### Task to carry out
Copy out, word for word, the lines from the start of the data below through the line containing "split screen mode.", and no others.

### Data listing
PR #1673, opened 2016-11-23
GSdx Merge Circuit: Fix regressions

FlatOutPS2:
Fixes screen shaking in Tenchu: Wrath Of Heaven, and graphical issues in NASCAR 09.

### DIFF
--- a/plugins/GSdx/GSRenderer.cpp
+++ b/plugins/GSdx/GSRenderer.cpp
@@ -237,17 +237,18 @@ bool GSRenderer::Merge(int field)
 
 		// Time Crisis 2/3 uses two side by side images when in split screen mode.
 		// Though ignore cases where baseline and display rectangle offsets only differ by 1 pixel, causes blurring and wrong resolution output on FFXII
-		if(display_diff.x > 2)
+		// And cap the offset range to avoid cases with extreme values (NASCAR 09) causing graphical issues.
+		if(display_diff.x > 2 && display_diff.x < 10)
 		{
 			off.x = tex[i]->GetScale().x * display_diff.x;
 		}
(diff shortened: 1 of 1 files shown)


ssakash:
Well, did this seriously get merged? The code is definitely wrong as it doesn't allow any offset values above 10, haven't checked it yet but I'm 100% sure that it'll break split screen rendering in Time Crisis 2.

ssakash:
Also it's not really your fault, FlatOut. I blame the awful code, the merge circuit code in GSdx is full of hacks and it obscures the actual intention of the code in a lot of ways. so would be nice to properly clean up the code someday.

ssakash:
Also in case someone asks me for a GS dump - I can't provide it right now as I'm nowhere remotely close to my desktop/laptop, but IIRC I did provide a GS dump of ``Time Crisis 2`` to turtleli in some pull request, so try looking for the dump if you want to fix it. :P

FlatOutPS2:
No need, I found the Time Crisis dump in my dump archive and you're correct I does break the split screen. What number should be the max then, 640?

ssakash:
> What number should be the max then, 640?

I don't think having a guess based constant is a nice idea as it isn't generic and it would just obfuscate the already hacked up code in ``GSRenderer::Merge()``.

The question falls down to,

* Will having a max limit of ``640`` fix the regression we're facing with ``NASCAR 09``? **Probably yes**.

* Though will it be accurate to PS2 behavior? **It won't**.

I suggest you do what you think is right, I'm obviously no expert in GSdx. However for future PCRTC related PR's, would be nice if you could ask my feedback before it gets merged :P 

If you're highly insistent on going with a max limit idea then please do the checks only for the frame memory, not for the output circuit dimension.

Issue #1670, opened 2016-11-21
The Simpsons: Hit & Run Graphical Glitches


MarioSonic2987:
***PCSX2 version:***
1.5.0-dev-1637-g268b4d9

***PCSX2 options:***
Safest preset

***Plugins used:***
Default, except GSdx (AVX2). 

***Settings:*** 
- Renderer: HW/SW OGL
- Resolution: 3x Native
- Large Framebuffer
- Blending Unit: High
- CRC Hack level: Full
- Accurate Date

***Description of the issue:***
Lens flare are buggy and the textures surrounding it have a noticeable square. In SW, only have the lens flare issue.

![](http://i.imgur.com/PqH7T3s.jpg)
![](http://i.imgur.com/NcpD1Ah.jpg)
![](http://i.imgur.com/32fj3Tb.png)
The last picture is in SW mode.

[GS Dump HW](http://www.mediafire.com/file/a8d32aj1ml5zta9/gsdx_20161121150921.gs)
[GS Dump SW](http://www.mediafire.com/file/es7sj984iwkblyg/gsdx_20161121151322.rar)

***How to reproduce the issue:***
Focus the camera to the sun.

***Last known version to work:***
Probably never.

***PC specifications:***
 CPU: Intel Core i7 6700k GPU: GeForce GTX 970 OS: Windows 10 64 Bit

FlatOutPS2:
Set Blending Unit Accuracy to "None" will resolve the squares. And go to Config > Emulation Settings > Games Fixes tab, click "Enable manual game fixes" and enable "FPU Negative Div Hack" to resolve the lens flare issue.

MarioSonic2987:
These solved the issues. Thanks.

willkuer:
> "FPU Negative Div Hack" to resolve the lens flare issue.

Probably something for the gamedb?

MarioSonic2987:
Yeah.

PR #1676, opened 2016-11-25
GameDB: Add fixes for EA Sports team games and more

FlatOutPS2:
Add fixes for missing geometry issues in EA Sports team games(FIFA, NCAA Football, Madden NFL, NBA Live).

All NTSC-J and the Madden NFL PAL versions unconfirmed, but very unlikely to act any different.

Adds The Simpsons: Hit & Run lens flare fix (see issue https://github.com/PCSX2/pcsx2/issues/1670)

Fixed title for NCAA College Football 2K3 (game is not in compatibility list).

### DIFF
--- a/bin/GameIndex.dbf
+++ b/bin/GameIndex.dbf
@@ -6537,6 +6537,7 @@ Region = PAL-G
 Serial = SLES-50021
 Name   = Madden NFL 2001
 Region = PAL-E
+vuClampMode = 3			// missing geometry with microVU
 ---------------------------------------------
 Serial = SLES-50022
 Name   = NBA Live 2001
@@ -7430,6 +7431,7 @@ Region = PAL-G
 Serial = SLES-50422
 Name   = Madden NFL 2002
 Region = PAL-E
+vuClampMode = 3			// missing geometry with microVU
 ---------------------------------------------
 Serial = SLES-50423
 Name   = F1 2001
@@ -9041,6 +9043,7 @@ Region = PAL-M8
 Serial = SLES-51154
 Name   = Madden NFL 2003
 Region = PAL-E
+vuClampMode = 3			// missing geometry with microVU
 ---------------------------------------------
 Serial = SLES-51156
 Name   = Silent Hill 2 - Director's Cut
@@ -9122,6 +9125,7 @@ vuClampMode = 2			//missing geometry with microVU
 Serial = SLES-51198
 Name   = NBA Live 2003
 Region = PAL-M5
+vuClampMode = 2			//missing geometry with microVU
 ---------------------------------------------
 Serial = SLES-51199
 Name   = 4x4 Evolution II
@@ -10285,6 +10289,7 @@ Compat = 5
 Serial = SLES-51797
 Name   = Madden NFL 2004
 Region = PAL-E
+vuClampMode = 3			// missing geometry with microVU
 ---------------------------------------------
 Serial = SLES-51798
 Name   = NHL 2004
@@ -10578,6 +10583,7 @@ Serial = SLES-51897
 Name   = Simpsons, The - Hit & Run
 Region = PAL-M4
 Compat = 5
+FpuNegDivHack = 1			// Lens flare appears even when behind objects
 ---------------------------------------------
 Serial = SLES-51903
 Name   = AFL Live 2004 - Aussie Rules Football
@@ -10702,6 +10708,7 @@ EETimingHack = 1 // Else serious slowdown due to VIF timing. Can be disabled onc
 Serial = SLES-51953
 Name   = FIFA 2004
 Region = PAL-M4
+vuClampMode = 2			//missing geometry with microVU
 ---------------------------------------------
 Serial = SLES-51954
 Name   = Max Payne 2 - The Fall of Max Payne
@@ -10728,10 +10735,12 @@ Region = PAL-M5
 Serial = SLES-51963
 Name   = FIFA 2004
 Region = PAL-F-G
+vuClampMode = 2			//missing geometry with microVU
 ---------------------------------------------
 Serial = SLES-51964
 Name   = FIFA 2004
 Region = PAL-P-S
+vuClampMode = 2			//missing geometry with microVU
 ---------------------------------------------
 Serial = SLES-51966
 Name   = Bombastic
@@ -10835,6 +10844,7 @@ Compat = 5
 Serial = SLES-52008
 Name   = NBA Live 2004
 Region = PAL-M5
+vuClampMode = 2			//missing geometry with microVU
 ---------------------------------------------
 Serial = SLES-52011
 Name   = Tak and The Power of Juju
@@ -10876,6 +10886,7 @@ Region = PAL-M5
 Serial = SLES-52025
 Name   = NFL Street
 Region = PAL-E
+vuClampMode = 3			// missing geometry with microVU
 ---------------------------------------------
 Serial = SLES-52026
 Name   = Wallace & Gromit in Project Zoo
@@ -11971,6 +11982,7 @@ Region = PAL-E
 Serial = SLES-52581
 Name   = Madden NFL 2005
 Region = PAL-E
+vuClampMode = 3			// missing geometry with microVU
 ---------------------------------------------
 Serial = SLES-52584
 Name   = Burnout 3 - Takedown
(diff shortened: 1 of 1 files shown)


avih:
Mandatory question: are all these fixes mentioned at the compatibility forum for each of the affected serials?

FlatOutPS2:
> Mandatory question: are all these fixes mentioned at the compatibility forum for each of the affected serials?

No, like I mentioned not the NTSC-J serials and the Madden NFL PAL serials. The others are confirmed.

> Assuming the "compatibility list" is the compatibility forum, please add it before we merge it.

I meant the list on the PCSX2 website, and those lead to the compatibility the forum, so yeah. There are so many games missing on the forum, no sense in adding just this one. :S

avih:
The list on the website is updated (automatically - I think daily) from the compatibility forum.

The forum is our master database because it includes the discussions and relevant info (such as who tested it, with which pcsx2 revision, etc). Therefore we must first update the forum, and only then update the DB which is distributed with pcsx2.

We have tools to import the compatibility level (and new entries) from the website data, and we use PRs, like this one, to update info which does not appear on the website - like game fixes.

So please make sure that every serial this PR modifies already has an entry at the compatibility forum, and it includes the gamefix info.

Alternatively, and that's up to @bositman, maybe we could have aggregate forum posts like "All tested EA sport games need ABC gamefix, we'd be adding them to the games db, but note that not all of them were tested". Though I still think it's be better to have entry per serial.

FlatOutPS2:
I don't know if you've noticed but many of the previous GameDB updates over the past few years contain games/serials which do not have correspondings threads in the compatibility forum. If you insist on this it means adding many new empty threads in the compatibility forum or not fixing many games at all...

avih:
> I don't know if you've noticed but many of the previous GameDB updates over the past few years contain games/serials which do not have correspondings threads in the compatibility forum. If you insist on this it means adding many new empty threads in the compatibility forum or not fixing many games at all...

I'm well aware of it and it needs to stop. It's going to be hard work to back-update the forum from the DB info, and therefore we don't plan to do that (though it would be nice if someone took it as a mini project).

However, we can make sure that every update to the DB is first documented at the forum, and if we don't have a forum entry for that serial, then it'd be a good time to add one.

refractionpcsx2:
There is a problem with adding games that have no entry on the forum.

Firstly the gameDB is compiled from sonyindex (I believe) so when you boot the game you at least get a game name etc, it hasn't just been random games.

Secondly, we have no "Unknown" status for forum compatibility and the reason it isn't on the forum is because nobody has it or hasn't tested it, so we can't actually put it on there unless somebody can test the game.

avih:
> Firstly the gameDB is compiled from sonyindex (I believe)

Initially yes, but that index hasn't updated in some years. Over the past few years the majority of the compatibility levels (1-5) were updated from the forum using `tools/GameIndex.dbf-tool/pcsx2-GameIndex.dbf-updater.html` and the games fixes etc were updated via manual PRs.

avih:
Why did you close it?

avih:
> Secondly, we have no "Unknown" status for forum compatibility and the reason it isn't on the forum is because nobody has it or nobody has tested it, so we can't actually put it on there unless somebody can test the game.

We can still add entries, state that no one tested it, but add $whatever reasons why we think it should have a compatibility value and/or game fixes ("e.g. known to use the same engine as game ABC - which was tested").

The point is to have a record of why the DB value is what it is. A guess is fine, but let's just have it documented.

refractionpcsx2:
I'm not sure what affect that would have on the website, that could balls it up completely.  You don't get to see any comments underneath, it just takes in to account the status= part, which we can't assign a value to.

avih:
Would you prefer people running that game in PCSX2, seeing it has a status 5, then go to the website or forum and not finding it there? not even a mention why it was declared playable (or any other status)?

The compatibility list on the website does have links back to the compatibility forum (expand the entry, then `Notes-Settings Used Click here!`). Better to state there whatever we want to state there, over stating nothing IMO.

refractionpcsx2:
> Would you prefer people running that game in PCSX2, seeing it has a status 5, then go to the website or forum and not finding it there? not even a mention why it was declared playable (or any other status)?

why would they go to the forum to find a compatibility report if the game was playable? I doubt anybody would care.  It's only when they don't work properly they might go and look.  But these will report as "unknown" on PCSX2 as they don't have a compatibility status, in this case it will just add a most likely required gamefix, but it doesn't promise any sort of status.

avih:
> why would they go to the forum to find a compatibility report if the game was playable?

Because it might not actually be playable. It just says so at the PCSX2 console dir to the DB entry, but it doesn't appear at the compatibility site or forum. Where does the user go from there?

FlatOutPS2:
> Why did you close it?

- Because it would require creating 15-20 new threads on forum, and updating the titles of several others.
- All that for a few empty threads.
- Only a handful of people have the rights to make/edit threads in the compatibility forum, not including myself so I can't do the work.

> Where does the user go from there?

The wiki.

avih:
> The wiki.

If you think the wiki is a better place than the compatibility forum, why do we even keep the forum? And who vouches for the info at the wiki? or guarantees it's there to begin with? recall, you're adding compatibility info based on some whatever guesses (which might be great), but you refuse to document it anywhere.

FlatOutPS2:
> And who vouches for the info at the wiki? or guarantees it's there to begin with? 

Who vouches for the info on the forum. Anyone can make compatibility reports just like anyone can add to the wiki.

> you're adding compatibility info based on some whatever guesses (which might be great), but you refuse to document it anywhere.

It's documented in the database file, here on github and on the wiki.

refractionpcsx2:
> Because it might not actually be playable - because no one has actually tested it. It just says so at the PCSX2 console due to the DB entry, but it doesn't appear at the compatibility site or forum. Where does the user go from there?

You completely ignored the bit where I said none of these games display a compatibility status and will say "Unknown".  These debate is completely irrelevant to this PR.

avih:
> It's documented in the database file, here on github and on the wiki.

The DB doesn't document that it's an assessment rather that the result of someone actually testing it. The wiki doesn't either, and without me asking here, neither had this githib issue.

avih:
> You completely ignored the bit ...

Not intentionally.

Regardless, the forum contains the most detailed compatibility info about games, and it's our de-facto master list. By making changes to the DB without mentioning the serials at the forum you're de-valuing the forum, and makes it impossible to have a single master list of compatibility info.

And for no real good reason either. it's hard to find evidence for past entries, but for new enteries we know 100% why we're changing them, like here. That's fine, but let's just try to keep a single master list for it, for the sake of useful records.

FlatOutPS2:
> The DB doesn't document that it's an assessment rather that the result of someone actually testing it. The wiki doesn't either, and without me asking here, neither had this githib issue.

You can't rely on (especially older) compatibility reports either. They often have EE/VU clamping or rounding mode to non-default values without mentioning why, say no bugs encountered but even testing with the same PCSX2 revision they used plenty of very obvious bugs appear they can't have missed. I believe some are just copy-paste reports and we can't seriously assess whether the game was actually tested or just a copied report of the previous entry in the series.

avih:
> You can't rely on ...

Let's assume that's correct (and I have no reason to assume otherwise). Do you think this implies that it's useless? that we shouldn't document _current_ changes while we know 100% why we're making them? Shall we just drop the compatibility forum and that's it?

Or, alternatively, realize that past info might be unreliable, but document the best we can every new info we add?

If you say "past info is sh*tty, not worth documenting new info either", then that's fine. And let's drop the compatibility forum and website which draws from it.

FlatOutPS2:
It's worth documenting credible reports, not making 20 new threads without a full test report for just a single fix. 

I'd rather see a new single thread in the compatibility forum were we keep a list of games that aren't fully tested, but do have some compatibility info(like these fixes) on. And add a request for users to make full test reports for these games. By directly requesting these, we might even see more reports posted.

avih:
But I'm not gonna fight over this. If you guys think it's fine to update DB entries without mentioning them at the forum, go for it. I don't think it's great, but if others do, I'll live fine with it.

avih:
> I'd rather see a new single thread in the compatibility forum were we keep a list of games that aren't fully tested, but do have some compatibility info(like these fixes) on. And add a request for users to make full test reports for these games. By directly requesting these, we might even see more reports posted.

This is fine and I even suggested it earlier myself.

PR #1679, opened 2016-11-30
LilyPad: GUI update and add new functions

FlatOutPS2:
Updates the UI by reducing the height of the plugin window. This has
been achieved by removing some buttons below the diagnostics and
bindings list and incorporating those functions into the
lists(accessible by right-clicking in the list). The binding
configurations on the Pad tabs have been moved to a separate page, like
the Forcefeedback bindings, to separate the configuration from the
bindings.

And adds three new options:
- **Adds a skip deadzone option to the Pad tabs**

With the normal deadzone, if the control input value is below the
deadzone threshold, the input is ignored.
However, some controllers also benefit from shortening the input range
by skipping a deadzone.

- **Add Configure on bind option**

Part of the GUI update, this function switches to the configuration page
immediately after binding an input instead of staying on the bindings
page.

- **LilyPad: Add Device Select option**

Adds a device select option that hides bindings and disables binding new
inputs from all non-selected devices on the bindings list. This also
avoids input conflict issues when one controller is recognized as
several devices through different APIs.

Note: Some of the Skip deadzone user interface code is part of the GUI update commit.


FlatOutPS2:
Build failed because it didn't include the latest build fix commit from the master. :/

plugins/LilyPad/LilyPad.cpp
```diff
@@ -384,8 +384,15 @@ void AddForce(ButtonSum *sum, u8 cmd, int delta = 255)
...
 void ProcessButtonBinding(Binding *b, ButtonSum *sum, int value)
 {
-    if (value < b->deadZone || !value)
+    if (value < b->deadZone || !value) {
         return;
+    }
+    if (b->skipDeadZone > b->deadZone) {
+        value = (int)(((__int64)value * (FULLY_DOWN - (__int64)b->skipDeadZone)) / FULLY_DOWN) + b->skipDeadZone;
+        if (value > 0x10000) {
+            value = 0x10000;
```
ssakash: Maybe ``std::max(value,0x10000)`` ?

plugins/LilyPad/Tooltips.cpp
```diff
@@ -57,10 +57,23 @@ LPWSTR dialog_message(int ID, bool *updateText)
...
-            return L"Displays a continuously updated list of the state of all objects on the selected device.\n\n"
-                   L"Use this option to check if all the inputs on a controller function properly.";
+        case IDC_DIAG_LIST:
+            return L"Shows a list of currently available input devices.\n\n"
+                   L"Double-click a device in the list or right-click it and select \"Test Device\" to display a continuously updated list of the state of all inputs on the selected device.\n"
+                   L"Use this option to check if all the inputs on a controller function properly.\n\n"
+                   L"Right-click and select \"Refresh\" to update the list of devices in case a recently connected device has not shown up yet.";
         // Pad tabs
+        case IDC_BINDINGS_LIST:
+            return L"Shows a list ofcurrently bound inputs of the selected Pad.\n\n"
```
ssakash: Space after ``of`` in ``ofcurrently``?

plugins/LilyPad/Tooltips.cpp
```diff
@@ -57,10 +57,23 @@ LPWSTR dialog_message(int ID, bool *updateText)
...
+                   L"Left-click on one the bindings in the list to configure it.\n\n"
```
ssakash: ``one``?

plugins/LilyPad/resource.h
```diff
@@ -91,18 +96,17 @@
...
+#define IDC_CONFIGURE_ON_BIND           0x111F
+#define IDC_DEVICE_SELECT               0x1120
 #define ID_SAVE                         0x1204
 #define ID_LOAD                         0x1205
-#define IDC_LIST                        0x1207
-#define IDC_FORCEFEEDBACK               0x1208
-#define IDC_FORCEFEEDBACK_FUNCTION      0x1209
-#define ID_BIG_MOTOR                    0x120A
-#define ID_SMALL_MOTOR                  0x120B
+#define IDC_BINDINGS_LIST               0x1207
```
ssakash: Might be nice to follow arithmetic progression in the macro order but honestly I don't care.

plugins/LilyPad/LilyPad.cpp
```diff
@@ -41,8 +41,8 @@
 #define FORCE_UPDATE_WPARAM ((WPARAM)0x74328943)
 #define FORCE_UPDATE_LPARAM ((LPARAM)0x89437437)
 
-// LilyPad version.
-#define VERSION ((0 << 8) | 11 | (0 << 24))
+// LilyPad version. Last updated on: November 29th, 2016
```
ssakash: > Last updated on: November 29th, 2016
Maybe this part isn't needed? It would be a PITA for future contributors if they want to keep updating the comment with the date, also timezone problems/commit merge date conflicts?

plugins/LilyPad/LilyPad.cpp
```diff
@@ -384,8 +384,15 @@ void AddForce(ButtonSum *sum, u8 cmd, int delta = 255)
 
 void ProcessButtonBinding(Binding *b, ButtonSum *sum, int value)
 {
-    if (value < b->deadZone || !value)
+    if (value < b->deadZone || !value) {
```
ssakash: Well, it's an ``int``, so ``value == 0`` might be more suitable but just my opinion. :)

plugins/LilyPad/Tooltips.cpp
ssakash: Was the word ``one`` intentional in the statement? It certainly doesn't make sense to me.

plugins/LilyPad/LilyPad.cpp
FlatOutPS2: Shouldn't it be std:min(value, 0x10000) then?

ssakash: Yeah, I screwed it up there. Nice catch :P

plugins/LilyPad/Tooltips.cpp
FlatOutPS2: Yes, it was intentional. Why does it not make sense to you?

MrCK1: Also forgot a space between ```of``` and ```currently``` in the line above if you didn't see :p

ssakash: > Also forgot a space between of and currently in the line above if you didn't see :p

I reported that already : https://github.com/PCSX2/pcsx2/pull/1679#discussion_r90237235

FlatOutPS2: I fixed that already: https://github.com/PCSX2/pcsx2/pull/1679/commits/4b29064cd7af228ff5396a1a6b27f49bb0a42d7d#diff-412bcec8b699ca8df71fcf9e117c9d18R68

Though the VS2013 build seems to have failed without stating what went wrong.

plugins/LilyPad/LilyPad.cpp
```diff
@@ -428,7 +432,7 @@ void CapSum(ButtonSum *sum)
 #ifdef __linux__
         int div = std::max(abs(sum->sticks[i].horiz), abs(sum->sticks[i].vert));
 #else
-        int div = max(abs(sum->sticks[i].horiz), abs(sum->sticks[i].vert));
+        int div = std::max(abs(sum->sticks[i].horiz), abs(sum->sticks[i].vert));
```
turtleli: The if and else are the same.

plugins/LilyPad/Config.cpp
```diff
@@ -1181,7 +1241,7 @@ void AddTooltip(UINT id, HWND hWnd)
         return;
 
     TOOLINFO toolInfo = {0};
-    toolInfo.cbSize = sizeof(toolInfo);
+    toolInfo.cbSize = tooltipStructSize;
```
turtleli: I assume tooltips weren't working on other emus?

plugins/LilyPad/Tooltips.cpp
```diff
@@ -57,10 +57,23 @@ LPWSTR dialog_message(int ID, bool *updateText)
...
+            return L"Shows a list of currently bound inputs of the selected Pad.\n\n"
+                   L"Left-click on one of the bindings in the list to configure it.\n\n"
+                   L"Right-click and select \"Delete Selected\" to remove the selected input from the list.\n\n"
+                   L"Right-click and select \"Clear All\" to remove all the inputs from the list.\n\n"
+                   L"Note: Use Shift/Ctrl + Left-click to select multiple bindings. Changing the displayed configuration will now copy it to all selected bindings.";
+        case IDC_DEVICE_SELECT:
+            return L"Select a single device to hide the bindings from other devices in the bindings list, and to only be able to add new bindings for the selected device.\n\n"
+                   L"This can also avoid input conflict issues when one controller is recognized as several devices through different APIs.";
+        case IDC_CONFIGURE_ON_BIND:
+            return L"Immediately go to the configuration setup when you create a new binding.\n\n";
```
turtleli: `\n\n` is pointless at the end of a string.

plugins/LilyPad/Config.cpp
FlatOutPS2: Yes. :P

turtleli:
What situations would "Configure on Bind" be useful for? I can't imagine it being used much.

FlatOutPS2:
> What situations would "Configure on Bind" be useful for? I can't imagine it being used much.

It isn't meant to be used much, that's why it's off by default. Binding keyboard or X360 controller inputs usually won't require any configuration at all. It's useful when setting up several pressure sensitive inputs or analog axis that require independent configurations.

MrCK1:
The border above "Pads" seems a bit too close together now that the bottom lip is missing. Can we get rid/combine some of the grey borders?

lilypadgui

FlatOutPS2:
> Edit: Why not relocate the Port Multitap checkboxes to the other side of the text box (under the Analog Only options) It looks to be a better fit than its current location IMO :P

Because the multitap checkboxes affect the pad list(they add more pads), and the options on the right side are individual options for each pad you select in the list.

> The border area above "Pads" seems a bit too close together now that some of the white space is removed. I think the same applies to the area around the miscellaneous box. Can we get rid/combine some of the grey borders?

What about this:

lp

MrCK1:
@FlatOutPS2 That looks better. Thanks for the reply

turtleli:
> It isn't meant to be used much, that's why it's off by default. Binding keyboard or X360 controller inputs usually won't require any configuration at all. It's useful when setting up several pressure sensitive inputs or analog axis that require independent configurations.

Well, I think it's more likely a user will set up all bindings, play a bit, change sensitivity, play a bit, change sensitivity a bit more than use Configure to Bind. Though perhaps I'm just unable to think of a scenario (I don't spend much time tinkering pad settings myself so perhaps I'm not the right person to judge how useful this is). Keep it if you think it's useful.

As for GUI design, another approach could be input API + Advanced on the left, everything else on the right (this is a completely random suggestion, so if you think it'll be horrible, just ignore it).

FlatOutPS2:
> Well, I think it's more likely a user will set up all bindings, play a bit, change sensitivity, play a bit, change sensitivity a bit more than use Configure to Bind. Though perhaps I'm just unable to think of a scenario (I don't spend much time tinkering pad settings myself so perhaps I'm not the right person to judge how useful this is). Keep it if you think it's useful.

I'll keep it. Even if it only helps a few users, that might be more than some of the other functions that are already in place. :)

> As for GUI design, another approach could be input API + Advanced on the left, everything else on the right (this is a completely random suggestion, so if you think it'll be horrible, just ignore it).

I didn't really like how that looked, but what about this:

l

turtleli:
I like the Advanced stuff being moved out of the Input API groupbox - I'm not sure any of the options belong there. But I don't like how the Input API radioboxes and checkboxes aren't 1 item per row - it feels less neat to me.

But yeah, my GUI suggestions are more just to provide thought - I don't have any design in mind, and there's always the option of another PR if you wish to change the layout (so that we can have the additional  functionality merged sooner).

FlatOutPS2:
> I like the Advanced stuff being moved out of the Input API groupbox - I'm not sure any of the options belong there. But I don't like how the Input API radioboxes and checkboxes aren't 1 item per row - it feels less neat to me.

I did consider replacing the KB and Mouse radioboxes with a combobox, and keeping the Gamedevices checkboxes 1 per row.

> But yeah, my GUI suggestions are more just to provide thought - I don't have any design in mind, and there's always the option of another PR if you wish to change the layout (so that we can have the additional functionality merged sooner).

I pushed the commit that adds the fixes I made in responce to @MrCK1 remarks. I'll leave further updates for the next PR.

willkuer:
> As for GUI design, another approach could be input API + Advanced on the left, everything else on the right (this is a completely random suggestion, so if you think it'll be horrible, just ignore it).

> I didn't really like how that looked

Just that we are talking about the same?

vertical alignment

turtleli:
> Just that we are talking about the same?

Not quite sure who you're addressing, but yeah, my suggestion was along those lines.

turtleli:
@FlatOutPS2 Code seems ok, so you should split and squash the fixup commits into the appropriate commits.

lightningterror:
I recommend removing the border on the right side of the "Bindings" column.

FlatOutPS2:
I did some very minor offset improvements based on the results I got from using the plugin on other emu's, and what I assume @lightningterror meant. :p

lightningterror:
I was talking about this one in the image :)

disbd

FlatOutPS2:
> I was talking about this one in the image :)

Great, because that's the one i mended. :D

turtleli:
>> I was talking about this one in the image :)

> Great, because that's the one I mended. :D

Great. Now you get additional horizontal scrollbars if the multitap options are enabled ;)

FlatOutPS2:
> Great. Now you get additional horizontal scrollbars if the multitap options are enabled ;)

I fixed it just in case there's someone who won't think it's great. :)

turtleli:
Ok. Could you squash the bindings commit into the GUI update? It'll probably be ready for merge after that.

Side note: The list view column widths aren't great at higher DPI scaling settings. Just in case you want to work on that in a future PR ;)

### Solution to this exercise
PR #1673, opened 2016-11-23
GSdx Merge Circuit: Fix regressions

FlatOutPS2:
Fixes screen shaking in Tenchu: Wrath Of Heaven, and graphical issues in NASCAR 09.

### DIFF
--- a/plugins/GSdx/GSRenderer.cpp
+++ b/plugins/GSdx/GSRenderer.cpp
@@ -237,17 +237,18 @@ bool GSRenderer::Merge(int field)
 
 		// Time Crisis 2/3 uses two side by side images when in split screen mode.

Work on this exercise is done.